**YOUR OBJECTIVE:**
Reproduce only the top of the records, down to and including the line containing "in the background.".

+ + + + + + +

PR #58, opened 2024-09-27
feat: add function to poll ingestion status for multiple datasets

alkasm:
The `upload_csv()`, `upload_pandas()`, `upload_polars()` functions have a `wait_until_complete=True` argument which will wait until the dataset is completely ingested before moving forward. You can instead set this flag to `False` which will allow the program to continue without waiting for the ingestion to complete, which will allow you to upload multiple datasets while ingestion is running in the background.

However, if you use that flag, you won't be notified if ingestion fails, or know when it completes unless you check each dataset manually. This PR adds a function `nm.wait_until_ingestions_complete()` to allow you to wait on ingestion after uploading _all_ of the datasets, so ingestion can happen in parallel.

You can use this function like so:

```py
datasets = []
for file in files:
    dataset = nm.upload_csv(..., wait_until_complete=False)
    datasets.append(dataset)

nm.wait_until_ingestions_complete(datasets)
```

### DIFF
--- a/nominal/core.py
+++ b/nominal/core.py
@@ -8,7 +8,7 @@ from datetime import datetime, timedelta
 from io import TextIOBase
 from pathlib import Path
 from types import MappingProxyType
-from typing import BinaryIO, Iterable, Iterator, Mapping, Sequence, cast
+from typing import BinaryIO, Iterable, Mapping, Sequence, cast
 
 import certifi
 from conjure_python_client import RequestsClient, ServiceConfiguration, SslConfiguration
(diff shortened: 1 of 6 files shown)


nominal/exceptions.py
```diff
@@ -1,3 +1,6 @@
+from typing import Mapping, Sequence
```
alkasm: can get rid of sequence

nominal/core.py
```diff
@@ -1025,3 +1025,22 @@ def _logs_to_conjure(
         elif isinstance(log, tuple):
             ts, body = log
             yield Log(timestamp=_flexible_time_to_integral_nanoseconds(ts), body=body)._to_conjure()
+
+
+def poll_until_ingestion_completed(datasets: Iterable[Dataset], interval: timedelta = timedelta(seconds=1)) -> None:
```
alxhill, line 1030: is this intended as a public method or only for internal use?

alxhill (approved):

nominal/core.py
alkasm: i think both; the top level version is just a passthrough, but figured if you're in `nominal.core` you probably won't be calling into the top-level functions much? idk, not a biggie either way of course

+ + + + + + +

**WRITTEN ANSWER:**
PR #58, opened 2024-09-27
feat: add function to poll ingestion status for multiple datasets

alkasm:
The `upload_csv()`, `upload_pandas()`, `upload_polars()` functions have a `wait_until_complete=True` argument which will wait until the dataset is completely ingested before moving forward. You can instead set this flag to `False` which will allow the program to continue without waiting for the ingestion to complete, which will allow you to upload multiple datasets while ingestion is running in the background.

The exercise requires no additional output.